Junio C Hamano <gitster@xxxxxxxxx> · Thu, 08 Feb 2018 14:14:21 -0800

Derrick Stolee <stolee@xxxxxxxxx> writes:

> +char* get_commit_graph_filename_hash(const char *pack_dir,

Asterisk sticks to the identifier, not type, in our codebase.

> +				     struct object_id *hash)
> +{
> +	size_t len;
> +	struct strbuf path = STRBUF_INIT;
> +	strbuf_addstr(&path, pack_dir);
> +	strbuf_addstr(&path, "/graph-");
> +	strbuf_addstr(&path, oid_to_hex(hash));
> +	strbuf_addstr(&path, ".graph");

Use of strbuf_addf() would make it easier to read and maintain, no?

> +
> +	return strbuf_detach(&path, &len);
> +}
> +
> +static void write_graph_chunk_fanout(struct sha1file *f,
> +				     struct commit **commits,
> +				     int nr_commits)
> +{
> +	uint32_t i, count = 0;
> +	struct commit **list = commits;
> +	struct commit **last = commits + nr_commits;
> +
> +	/*
> +	 * Write the first-level table (the list is sorted,
> +	 * but we use a 256-entry lookup to be able to avoid
> +	 * having to do eight extra binary search iterations).
> +	 */
> +	for (i = 0; i < 256; i++) {
> +		while (list < last) {
> +			if ((*list)->object.oid.hash[0] != i)
> +				break;
> +			count++;
> +			list++;
> +		}

If count and list are always incremented in unison, perhaps you do
not need an extra variable "last".  If typeof(nr_commits) is wider
than typeof(count), this loop and the next write-be32 is screwed
anyway ;-)

This comment probably applies equally to some other uses of the same
"compute last pointer to compare with running pointer for
termination" pattern in this patch.

> +		sha1write_be32(f, count);
> +	}
> +}

> +static int if_packed_commit_add_to_list(const struct object_id *oid,

That is a strange name.  "collect packed commits", perhaps?

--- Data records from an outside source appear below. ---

PR #162, opened 2020-01-16
refactor the cache.Cache interface

### LINKED ISSUE #161: refactor the cache.Cache interface
I think we should refactor the cache.Cache interface. At the moment we have a single cache.Cache interface that is used both by the disk backend and the proxy backends (s3, http/gcs). The proxy backends contain the same mostly copy+pasted logic for using the local/disk backend, and just forward some calls (like Stats) directly to the local/disk backend.

Instead, we could move the duplicated logic into the disk backend, and have the disk backend make calls to an optional proxy backend. The proxy backends would then implement a smaller interface, and their code would be simpler. This in turn would make it simpler to implement action cache data integrity checks in one place (the disk backend).

mostynb:
Since all the proxy backends use the same copy+pasted logic to use
the disk cache, refactor to put that functionality in the disk cache.
This simplifies the proxy backends.

Fixes #161.

### DIFF
--- a/cache/cache.go
+++ b/cache/cache.go
@@ -2,10 +2,6 @@ package cache
 
 import (
 	"io"
-	"io/ioutil"
-
-	pb "github.com/bazelbuild/remote-apis/build/bazel/remote/execution/v2"
-	"github.com/golang/protobuf/proto"
 )
 
 // EntryKind describes the kind of cache entry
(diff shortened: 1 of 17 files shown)


cache/cache.go
```diff
@@ -45,85 +42,20 @@ type Error struct {
 	Text string
 }
 
+var ErrNotFound = errors.New("Item not found")
```
mostynb: I should use the `cache.Error` type here.

cache/disk/disk.go
```diff
@@ -41,16 +45,18 @@ func (i *lruItem) Size() int64 {
 	return i.size
 }
 
-// diskCache is an implementation of the cache backed by files on a filesystem.
-type diskCache struct {
-	dir string
+// DiskCache is filesystem-based cache, with an optional backend proxy.
```
mostynb: Note that it is safe for concurrent use.

cache/cache.go
```diff
@@ -45,85 +42,20 @@ type Error struct {
...
-			return nil, nil, nil // aka "not found"
-		}
-	}
-
-	if result.StderrDigest != nil && result.StderrDigest.SizeBytes > 0 {
-		if !c.Contains(CAS, result.StderrDigest.Hash) {
-			return nil, nil, nil // aka "not found"
-		}
-	}
+// Cache backends implement this interface, and are optionally used by DiskCache.
```
mostynb: Add a note about concurrency assumptions?

cache/http/http_test.go
```diff
@@ -2,229 +2,162 @@ package http
...
 	"testing"
 
-	"github.com/buchgr/bazel-remote/cache"
-	"github.com/buchgr/bazel-remote/cache/disk"
-	"github.com/buchgr/bazel-remote/utils"
+	testutils "github.com/buchgr/bazel-remote/utils"
 )
 
-func TestProxyReadWorks(t *testing.T) {
-	// Test that reading a blob from a proxy works and also populates the local
```
mostynb: This functionality has moved to DiskCache, we should add a test there. And similarly for some of the other tests in this file.

cache/disk/disk.go
```diff
@@ -270,12 +280,32 @@ func (c *diskCache) Put(kind cache.EntryKind, hash string, expectedSize int64, r
 		shouldCommit = true
 	}
 
+	if c.proxy != nil {
+		// TODO: buffer in memory, avoid a filesystem round-trip!
+		fr, err := os.Open(filePath)
+		if err != nil {
```
mostynb: Muscle-memory tripped me up here. This should be if err == nil.

buchgr:
Please let me know when it's ready for review.

mostynb:
@buchgr: I think this is ready for review. I will try to stress test it some more today.

mostynb:
Seems to WFM building a large project like kubernetes.

buchgr:
Did you get a chance to test the S3 and GCS implementations? If you haven't I can test the GCS implementation but I don't have an AWS account.

mostynb:
I nave neither S3 nor GCS accounts to test- if you could test GCS that would be great.

I started working on some s3 tests with github.com/johannesboyne/gofakes3, but it seems to be broken with the minio-go client (if I Put and then Get an object, the bytes comes back wrapped with some sort of signature-chunk wrapper). I'll try setting up a minio server and do a full system test with it.

buchgr:
I ll give GCS a try and report back.

mostynb:
Pushed a couple of fixes and some log format changes, after testing with minio.

Building bazel-remote itself with a bazel-remote + minio works pretty well with gRPC, but it's quite a bit slower using HTTP. I need to investigate the difference.

lukedirtwalker:
Tests this quickly with gRPC and S3 and works fine.

mostynb:
> Tested this quickly with gRPC and S3 and works fine.

Background: Lukas was expecting cache hits from the proxy backend after removing the bazel-remote cache and restarting. This was fixed in this PR since it also proxies HEAD/Contains operations.

buchgr:
I just tested it with GCS. Seems to work great too!

mostynb:
Re the performance difference between using http and grpc between bazel and the cache, it seems to be unrelated to this change. I think it's just that uploading go stdlib (lots of small files) is much less efficient with http than with grpc:
https://github.com/bazelbuild/rules_go/issues/1531
https://github.com/bazelbuild/bazel/issues/6091

So I will rebase and land this if there are no objections.

buchgr:
> So I will rebase and land this if there are no objections.

I am giving it a review right now. 1sec please :-).

> Re the performance difference between using http and grpc between bazel and the cache, it seems to be unrelated to this change. 

I believe the reason for that is different. The gRPC implementation in Bazel uploads all outputs of an action concurrently while the HTTP implementation does so serially. This can be fixed in Bazel.

mostynb:
> I am giving it a review right now. 1sec please :-).

Yes, of course.

> I believe the reason for that is different. The gRPC implementation in Bazel uploads all outputs of an action concurrently while the HTTP implementation does so serially. This can be fixed in Bazel.

I figured that must be the case.

cache/disk/disk.go
```diff
@@ -264,55 +281,181 @@ func (c *diskCache) Put(kind cache.EntryKind, hash string, expectedSize int64, r
...
+	filePath := cacheFilePath(kind, c.dir, hash)
+	tmpFilePath := filePath + ".tmp"
+	shouldCommit := false
+	tmpFileCreated := false
+	foundSize := int64(-1)
+	var f *os.File
+
+	// We're allowed to try downloading this blob from the proxy.
+	// Before returning, we have to either commit the item and set
+	// its size, remove the item from the LRU.
```
buchgr: s/,/or/

cache/disk/disk.go
```diff
@@ -264,55 +281,181 @@ func (c *diskCache) Put(kind cache.EntryKind, hash string, expectedSize int64, r
...
+		}
+
+		f.Close() // No need to check the error.
+	}()
+
+	r, foundSize, err := c.proxy.Get(kind, hash)
+	if err != nil || r == nil {
+		return nil, -1, err
+	}
+	defer r.Close()
```
buchgr: Could this possibly leak a file descriptor if there is an err but r is not nil?

Consider

```
r, foundSize, err := ...
if r != nil {
  defer r.Close()
}
```

buchgr:
LGTM. Thanks @mostynb

cache/disk/disk.go
mostynb: Thanks, fixed.

cache/disk/disk.go
mostynb: Yes, good call. Fixed.

cache/http/http_test.go
```diff
@@ -2,229 +2,168 @@ package http
...
 
-	data := []byte("hello world")
-	hashBytes := sha256.Sum256(data)
-	hash := hex.EncodeToString(hashBytes[:])
+	return &ts
+}
 
-	ts := httptest.NewServer(http.HandlerFunc(func(w http.ResponseWriter, r *http.Request) {
-		defer r.Body.Close()
+func TestEverything(t *testing.T) {
```
uri-canva: This test is only testing the functionality of `newTestServer`, which is only used in this test. I think it can be removed.

mostynb: Hmm, I intended to update the tests to use this backend, but somehow the actual tests got lost in the shuffle. I'll try adding them back.

mostynb: https://github.com/buchgr/bazel-remote/pull/201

> +					struct packed_git *pack,
> +					uint32_t pos,
> +					void *data)
> +{
> +	struct packed_oid_list *list = (struct packed_oid_list*)data;
> +	enum object_type type;
> +	unsigned long size;
> +	void *inner_data;
> +	off_t offset = nth_packed_object_offset(pack, pos);
> +	inner_data = unpack_entry(pack, offset, &type, &size);
> +
> +	if (inner_data)
> +		free(inner_data);
> +
> +	if (type != OBJ_COMMIT)
> +		return 0;
> +
> +	ALLOC_GROW(list->list, list->nr + 1, list->alloc);

This probably will become inefficient in large repositories.  You
know you'll be walking all the pack files, and total number of
objects in a packfile can be read cheaply, so it may make sense to
make a rough guestimate of the number of commits (e.g. 15-25% of the
total number of objects) in the repository and allocate the list
upfront, instead of a hardcoded 1024.